## WORK TO COMPLETE
Can you print every record below exactly as written?

(Items from a data source)
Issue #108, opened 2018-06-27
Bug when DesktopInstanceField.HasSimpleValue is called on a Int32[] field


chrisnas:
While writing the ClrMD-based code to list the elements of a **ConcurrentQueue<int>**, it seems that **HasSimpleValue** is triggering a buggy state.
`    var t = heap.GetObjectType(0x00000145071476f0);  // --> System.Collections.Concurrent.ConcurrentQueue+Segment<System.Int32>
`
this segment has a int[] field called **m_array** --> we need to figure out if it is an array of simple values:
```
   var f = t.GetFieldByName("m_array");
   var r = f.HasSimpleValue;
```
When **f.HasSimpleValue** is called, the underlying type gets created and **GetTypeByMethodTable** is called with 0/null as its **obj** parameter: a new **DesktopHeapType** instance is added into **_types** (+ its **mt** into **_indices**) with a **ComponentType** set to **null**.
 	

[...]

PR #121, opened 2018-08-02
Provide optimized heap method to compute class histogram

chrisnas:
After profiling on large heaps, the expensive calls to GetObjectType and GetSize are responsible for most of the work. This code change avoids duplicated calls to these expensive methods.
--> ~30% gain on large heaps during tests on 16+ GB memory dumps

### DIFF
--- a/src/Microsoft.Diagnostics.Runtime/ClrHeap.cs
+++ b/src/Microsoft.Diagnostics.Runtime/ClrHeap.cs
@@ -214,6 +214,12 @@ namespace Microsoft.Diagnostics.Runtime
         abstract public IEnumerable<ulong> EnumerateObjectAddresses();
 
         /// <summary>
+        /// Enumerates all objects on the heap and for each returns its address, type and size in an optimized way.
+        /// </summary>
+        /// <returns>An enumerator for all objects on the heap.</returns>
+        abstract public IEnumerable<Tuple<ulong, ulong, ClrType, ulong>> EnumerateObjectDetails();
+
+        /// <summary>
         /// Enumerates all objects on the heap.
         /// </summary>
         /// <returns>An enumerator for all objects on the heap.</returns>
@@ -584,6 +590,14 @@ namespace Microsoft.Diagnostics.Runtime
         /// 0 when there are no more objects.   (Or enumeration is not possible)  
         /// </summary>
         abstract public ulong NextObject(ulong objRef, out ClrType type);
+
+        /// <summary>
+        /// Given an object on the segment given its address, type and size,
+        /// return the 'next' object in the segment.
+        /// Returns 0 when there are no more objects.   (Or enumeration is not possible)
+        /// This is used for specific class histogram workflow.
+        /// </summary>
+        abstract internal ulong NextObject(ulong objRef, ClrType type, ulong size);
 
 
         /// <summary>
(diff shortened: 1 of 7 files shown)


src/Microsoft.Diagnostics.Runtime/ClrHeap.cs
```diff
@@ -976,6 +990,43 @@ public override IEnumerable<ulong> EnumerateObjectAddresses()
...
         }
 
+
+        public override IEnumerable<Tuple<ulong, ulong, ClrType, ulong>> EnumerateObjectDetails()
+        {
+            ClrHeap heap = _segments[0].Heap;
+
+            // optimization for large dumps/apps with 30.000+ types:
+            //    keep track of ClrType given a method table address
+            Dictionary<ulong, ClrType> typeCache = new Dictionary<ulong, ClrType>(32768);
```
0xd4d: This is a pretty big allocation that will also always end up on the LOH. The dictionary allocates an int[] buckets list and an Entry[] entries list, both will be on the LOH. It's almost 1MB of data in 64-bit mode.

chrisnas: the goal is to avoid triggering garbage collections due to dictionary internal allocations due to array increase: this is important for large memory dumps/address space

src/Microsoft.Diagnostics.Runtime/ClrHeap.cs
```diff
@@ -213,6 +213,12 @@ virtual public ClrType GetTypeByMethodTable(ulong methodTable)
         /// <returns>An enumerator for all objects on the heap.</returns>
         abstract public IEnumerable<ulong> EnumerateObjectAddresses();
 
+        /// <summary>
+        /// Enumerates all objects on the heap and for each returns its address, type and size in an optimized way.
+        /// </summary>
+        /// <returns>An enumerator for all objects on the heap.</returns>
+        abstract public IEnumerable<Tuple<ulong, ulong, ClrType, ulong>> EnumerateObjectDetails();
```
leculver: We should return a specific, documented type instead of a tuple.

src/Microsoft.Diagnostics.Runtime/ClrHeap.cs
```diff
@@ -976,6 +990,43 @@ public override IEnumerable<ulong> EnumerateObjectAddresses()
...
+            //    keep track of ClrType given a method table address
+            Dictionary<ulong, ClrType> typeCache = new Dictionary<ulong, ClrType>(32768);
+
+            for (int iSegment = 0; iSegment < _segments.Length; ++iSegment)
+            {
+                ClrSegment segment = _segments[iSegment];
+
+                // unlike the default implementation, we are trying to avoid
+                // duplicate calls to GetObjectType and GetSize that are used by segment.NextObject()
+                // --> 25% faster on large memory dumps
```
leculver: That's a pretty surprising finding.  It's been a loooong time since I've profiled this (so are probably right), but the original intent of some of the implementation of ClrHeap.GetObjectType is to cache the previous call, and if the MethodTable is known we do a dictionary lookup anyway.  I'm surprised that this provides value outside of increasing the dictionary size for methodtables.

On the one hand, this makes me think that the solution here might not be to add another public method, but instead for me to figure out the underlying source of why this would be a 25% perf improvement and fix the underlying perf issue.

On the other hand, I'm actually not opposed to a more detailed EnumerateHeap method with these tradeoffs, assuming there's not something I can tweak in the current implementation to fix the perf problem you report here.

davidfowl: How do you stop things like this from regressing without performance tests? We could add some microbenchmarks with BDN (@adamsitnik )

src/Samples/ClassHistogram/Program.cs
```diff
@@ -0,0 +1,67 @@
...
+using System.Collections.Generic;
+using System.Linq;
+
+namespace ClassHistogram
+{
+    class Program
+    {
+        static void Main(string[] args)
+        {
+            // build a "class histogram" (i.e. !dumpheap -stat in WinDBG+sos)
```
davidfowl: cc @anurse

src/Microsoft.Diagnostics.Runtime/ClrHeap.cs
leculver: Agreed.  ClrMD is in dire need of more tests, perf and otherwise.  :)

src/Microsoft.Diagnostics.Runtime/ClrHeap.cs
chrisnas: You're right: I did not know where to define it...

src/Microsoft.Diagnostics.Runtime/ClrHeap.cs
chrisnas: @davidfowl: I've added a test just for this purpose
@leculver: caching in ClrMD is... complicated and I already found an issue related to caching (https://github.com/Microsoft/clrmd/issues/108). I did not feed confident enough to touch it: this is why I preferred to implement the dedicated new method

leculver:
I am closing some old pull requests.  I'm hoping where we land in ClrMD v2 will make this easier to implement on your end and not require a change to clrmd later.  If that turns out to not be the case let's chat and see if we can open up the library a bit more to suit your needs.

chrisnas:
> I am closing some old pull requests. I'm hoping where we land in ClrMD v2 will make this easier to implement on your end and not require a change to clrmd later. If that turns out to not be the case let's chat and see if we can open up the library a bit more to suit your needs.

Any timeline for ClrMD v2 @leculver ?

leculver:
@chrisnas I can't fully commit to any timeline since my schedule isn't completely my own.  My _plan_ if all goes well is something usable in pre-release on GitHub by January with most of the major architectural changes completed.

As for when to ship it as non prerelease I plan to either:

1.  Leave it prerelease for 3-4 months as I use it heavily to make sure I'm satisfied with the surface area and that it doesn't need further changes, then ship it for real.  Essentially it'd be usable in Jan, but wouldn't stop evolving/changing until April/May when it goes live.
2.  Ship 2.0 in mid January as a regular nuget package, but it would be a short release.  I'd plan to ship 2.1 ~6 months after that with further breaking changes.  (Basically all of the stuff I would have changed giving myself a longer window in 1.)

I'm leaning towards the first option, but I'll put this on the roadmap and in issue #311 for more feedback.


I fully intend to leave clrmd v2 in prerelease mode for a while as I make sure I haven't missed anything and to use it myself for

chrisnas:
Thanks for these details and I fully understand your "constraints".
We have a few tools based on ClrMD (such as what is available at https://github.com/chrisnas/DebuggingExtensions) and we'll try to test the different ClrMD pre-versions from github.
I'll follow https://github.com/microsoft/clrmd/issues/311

## WRITTEN REPLY
Issue #108, opened 2018-06-27
Bug when DesktopInstanceField.HasSimpleValue is called on a Int32[] field


chrisnas:
While writing the ClrMD-based code to list the elements of a **ConcurrentQueue<int>**, it seems that **HasSimpleValue** is triggering a buggy state.
`    var t = heap.GetObjectType(0x00000145071476f0);  // --> System.Collections.Concurrent.ConcurrentQueue+Segment<System.Int32>
`
this segment has a int[] field called **m_array** --> we need to figure out if it is an array of simple values:
```
   var f = t.GetFieldByName("m_array");
   var r = f.HasSimpleValue;
```
When **f.HasSimpleValue** is called, the underlying type gets created and **GetTypeByMethodTable** is called with 0/null as its **obj** parameter: a new **DesktopHeapType** instance is added into **_types** (+ its **mt** into **_indices**) with a **ComponentType** set to **null**.
 	

[...]

PR #121, opened 2018-08-02
Provide optimized heap method to compute class histogram

chrisnas:
After profiling on large heaps, the expensive calls to GetObjectType and GetSize are responsible for most of the work. This code change avoids duplicated calls to these expensive methods.
--> ~30% gain on large heaps during tests on 16+ GB memory dumps

### DIFF
--- a/src/Microsoft.Diagnostics.Runtime/ClrHeap.cs
+++ b/src/Microsoft.Diagnostics.Runtime/ClrHeap.cs
@@ -214,6 +214,12 @@ namespace Microsoft.Diagnostics.Runtime
         abstract public IEnumerable<ulong> EnumerateObjectAddresses();
 
         /// <summary>
+        /// Enumerates all objects on the heap and for each returns its address, type and size in an optimized way.
+        /// </summary>
+        /// <returns>An enumerator for all objects on the heap.</returns>
+        abstract public IEnumerable<Tuple<ulong, ulong, ClrType, ulong>> EnumerateObjectDetails();
+
+        /// <summary>
         /// Enumerates all objects on the heap.
         /// </summary>
         /// <returns>An enumerator for all objects on the heap.</returns>
@@ -584,6 +590,14 @@ namespace Microsoft.Diagnostics.Runtime
         /// 0 when there are no more objects.   (Or enumeration is not possible)  
         /// </summary>
         abstract public ulong NextObject(ulong objRef, out ClrType type);
+
+        /// <summary>
+        /// Given an object on the segment given its address, type and size,
+        /// return the 'next' object in the segment.
+        /// Returns 0 when there are no more objects.   (Or enumeration is not possible)
+        /// This is used for specific class histogram workflow.
+        /// </summary>
+        abstract internal ulong NextObject(ulong objRef, ClrType type, ulong size);
 
 
         /// <summary>
(diff shortened: 1 of 7 files shown)


src/Microsoft.Diagnostics.Runtime/ClrHeap.cs
```diff
@@ -976,6 +990,43 @@ public override IEnumerable<ulong> EnumerateObjectAddresses()
...
         }
 
+
+        public override IEnumerable<Tuple<ulong, ulong, ClrType, ulong>> EnumerateObjectDetails()
+        {
+            ClrHeap heap = _segments[0].Heap;
+
+            // optimization for large dumps/apps with 30.000+ types:
+            //    keep track of ClrType given a method table address
+            Dictionary<ulong, ClrType> typeCache = new Dictionary<ulong, ClrType>(32768);
```
0xd4d: This is a pretty big allocation that will also always end up on the LOH. The dictionary allocates an int[] buckets list and an Entry[] entries list, both will be on the LOH. It's almost 1MB of data in 64-bit mode.

chrisnas: the goal is to avoid triggering garbage collections due to dictionary internal allocations due to array increase: this is important for large memory dumps/address space

src/Microsoft.Diagnostics.Runtime/ClrHeap.cs
```diff
@@ -213,6 +213,12 @@ virtual public ClrType GetTypeByMethodTable(ulong methodTable)
         /// <returns>An enumerator for all objects on the heap.</returns>
         abstract public IEnumerable<ulong> EnumerateObjectAddresses();
 
+        /// <summary>
+        /// Enumerates all objects on the heap and for each returns its address, type and size in an optimized way.
+        /// </summary>
+        /// <returns>An enumerator for all objects on the heap.</returns>
+        abstract public IEnumerable<Tuple<ulong, ulong, ClrType, ulong>> EnumerateObjectDetails();
```
leculver: We should return a specific, documented type instead of a tuple.

src/Microsoft.Diagnostics.Runtime/ClrHeap.cs
```diff
@@ -976,6 +990,43 @@ public override IEnumerable<ulong> EnumerateObjectAddresses()
...
+            //    keep track of ClrType given a method table address
+            Dictionary<ulong, ClrType> typeCache = new Dictionary<ulong, ClrType>(32768);
+
+            for (int iSegment = 0; iSegment < _segments.Length; ++iSegment)
+            {
+                ClrSegment segment = _segments[iSegment];
+
+                // unlike the default implementation, we are trying to avoid
+                // duplicate calls to GetObjectType and GetSize that are used by segment.NextObject()
+                // --> 25% faster on large memory dumps
```
leculver: That's a pretty surprising finding.  It's been a loooong time since I've profiled this (so are probably right), but the original intent of some of the implementation of ClrHeap.GetObjectType is to cache the previous call, and if the MethodTable is known we do a dictionary lookup anyway.  I'm surprised that this provides value outside of increasing the dictionary size for methodtables.

On the one hand, this makes me think that the solution here might not be to add another public method, but instead for me to figure out the underlying source of why this would be a 25% perf improvement and fix the underlying perf issue.

On the other hand, I'm actually not opposed to a more detailed EnumerateHeap method with these tradeoffs, assuming there's not something I can tweak in the current implementation to fix the perf problem you report here.

davidfowl: How do you stop things like this from regressing without performance tests? We could add some microbenchmarks with BDN (@adamsitnik )

src/Samples/ClassHistogram/Program.cs
```diff
@@ -0,0 +1,67 @@
...
+using System.Collections.Generic;
+using System.Linq;
+
+namespace ClassHistogram
+{
+    class Program
+    {
+        static void Main(string[] args)
+        {
+            // build a "class histogram" (i.e. !dumpheap -stat in WinDBG+sos)
```
davidfowl: cc @anurse

src/Microsoft.Diagnostics.Runtime/ClrHeap.cs
leculver: Agreed.  ClrMD is in dire need of more tests, perf and otherwise.  :)

src/Microsoft.Diagnostics.Runtime/ClrHeap.cs
chrisnas: You're right: I did not know where to define it...

src/Microsoft.Diagnostics.Runtime/ClrHeap.cs
chrisnas: @davidfowl: I've added a test just for this purpose
@leculver: caching in ClrMD is... complicated and I already found an issue related to caching (https://github.com/Microsoft/clrmd/issues/108). I did not feed confident enough to touch it: this is why I preferred to implement the dedicated new method

leculver:
I am closing some old pull requests.  I'm hoping where we land in ClrMD v2 will make this easier to implement on your end and not require a change to clrmd later.  If that turns out to not be the case let's chat and see if we can open up the library a bit more to suit your needs.

chrisnas:
> I am closing some old pull requests. I'm hoping where we land in ClrMD v2 will make this easier to implement on your end and not require a change to clrmd later. If that turns out to not be the case let's chat and see if we can open up the library a bit more to suit your needs.

Any timeline for ClrMD v2 @leculver ?

leculver:
@chrisnas I can't fully commit to any timeline since my schedule isn't completely my own.  My _plan_ if all goes well is something usable in pre-release on GitHub by January with most of the major architectural changes completed.

As for when to ship it as non prerelease I plan to either:

1.  Leave it prerelease for 3-4 months as I use it heavily to make sure I'm satisfied with the surface area and that it doesn't need further changes, then ship it for real.  Essentially it'd be usable in Jan, but wouldn't stop evolving/changing until April/May when it goes live.
2.  Ship 2.0 in mid January as a regular nuget package, but it would be a short release.  I'd plan to ship 2.1 ~6 months after that with further breaking changes.  (Basically all of the stuff I would have changed giving myself a longer window in 1.)

I'm leaning towards the first option, but I'll put this on the roadmap and in issue #311 for more feedback.


I fully intend to leave clrmd v2 in prerelease mode for a while as I make sure I haven't missed anything and to use it myself for

chrisnas:
Thanks for these details and I fully understand your "constraints".
We have a few tools based on ClrMD (such as what is available at https://github.com/chrisnas/DebuggingExtensions) and we'll try to test the different ClrMD pre-versions from github.
I'll follow https://github.com/microsoft/clrmd/issues/311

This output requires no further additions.